• Directions for this task
Pull out every line below holding the word "classic".

----- Supplied material -----

Issue #13181, opened 2022-05-31
allow fingerprinting of classic cpu architecture names


shantanugadgil:
### Proposal
Currently the cpu is fingerprinted using the GOARCH (`amd64`, `arm64`).

Sometimes we need the "traditional" name of the CPU architecture; `i386`, `x86_64`, etc.

This proposal is to allow the Nomad agent to fingerprint the "classic" name for the CPU architecture.

### Use-cases
Software which ship using the classic CPU architecture in their filenames cannot be downloaded using the "inbuilt" variable `${attr.cpu.arch}`.

We need to write custom script (?) code to use `aarch64`, `x86_64` in the download file name depending on `amd64`, `arm64`.

### Attempted Solutions
Currently making do using a custom script and leveraging if/else using the output of `uname -m`

Please note: the name "classic" is what popped into my mind, I am open to any other named being used for this as well.

lgfa29:
Closed by #13182

PR #13182, opened 2022-05-31
fingerprint kernel architecture name

shantanugadgil:
first attempt at classic cpu architecture names while fingerprinting the cpu.

ref: #13181 

Note as mentioned in the issue, I am fine if folks can come up with a name different that "classic" :)

### DIFF
--- a/.changelog/13182.txt
+++ b/.changelog/13182.txt
@@ -1,3 +1,3 @@
 ```release-note:improvement
-fingerprint: add support for detecting 'classic' names of CPU architectures (`x86_64`, `aarch64`, etc.)
+fingerprint: add support for detecting 'uname -m' for Linux (attribute `cpu.machine`)
 ```
--- a/.changelog/13182.txt
+++ b/.changelog/13182.txt
@@ -1,3 +1,3 @@
 ```release-note:improvement
-fingerprint: add support for detecting 'uname -m' on Linux clients. (attribute `cpu.machine`)
+fingerprint: add support for detecting kernel architecture of clients. (attribute: `kernel.arch`)
 ```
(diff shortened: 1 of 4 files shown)


shantanugadgil:
@angrycub @lgfa29 @jrasell 

Any inputs here? I am not sure what/why the tests are failing!

lgfa29:
Vercel requires an explicit approval when deploying code from PRs, not a test failure 😄 

I will double check with team with regards to the naming here, in the meantime, would mind adding a [`CHANGELOG` entry](https://github.com/hashicorp/nomad/blob/main/contributing/CHANGELOG.md)?

Thanks for the PR!

lgfa29:
@shantanugadgil I spoke with the team and they brought up a good point, which is that these naming are really standardized and the same ISA can have even more than two common representations. For example, `386` can be `i386` but also `x86` in some places, so it would not be feasible for us to support all the different options.

One suggestion is to instead set node metadata values for the architectures that you need. How does that sound for you?

shantanugadgil:
after thinking about this a bit more ... what I essentially need/want is (pseudo-code):

```sh

if (linux) {
    attr.cpu.machine=$(uname -m)
}

```
`attr.cpu.machine` can be `attr.os.machine` as well.

lgfa29:
Ah yeah, that's a great point. To make the implementation even more robust and support other operating systems, you can read this value from the `gopsutil`, which is the library we use to fingerprint other system properties. 

More specifically, you can do this in the `host.go` fingerprinter and read the value of `KernelArch` from [`host.InfoStat`](https://pkg.go.dev/github.com/shirou/gopsutil/v3@v3.22.5/host#InfoStat), just like we do for [`kernel.version`](https://github.com/hashicorp/nomad/blob/v1.3.1/client/fingerprint/host.go#L33). So this would be a new attribute called `kernel.arch`.

And then, just one last thing missing in the PR would to document this new attribute in this page:
https://github.com/hashicorp/nomad/blob/main/website/content/docs/runtime/interpolation.mdx#node-variables-interpreted_node_vars-node-variables-

lgfa29 (approved):
Thanks @shantanugadgil!

I just pushed a commit to keep the attribute table in alphabetical order.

-----

• Solution to this exercise
allow fingerprinting of classic cpu architecture names
This proposal is to allow the Nomad agent to fingerprint the "classic" name for the CPU architecture.
Software which ship using the classic CPU architecture in their filenames cannot be downloaded using the "inbuilt" variable `${attr.cpu.arch}`.
Please note: the name "classic" is what popped into my mind, I am open to any other named being used for this as well.
first attempt at classic cpu architecture names while fingerprinting the cpu.
Note as mentioned in the issue, I am fine if folks can come up with a name different that "classic" :)
-fingerprint: add support for detecting 'classic' names of CPU architectures (`x86_64`, `aarch64`, etc.)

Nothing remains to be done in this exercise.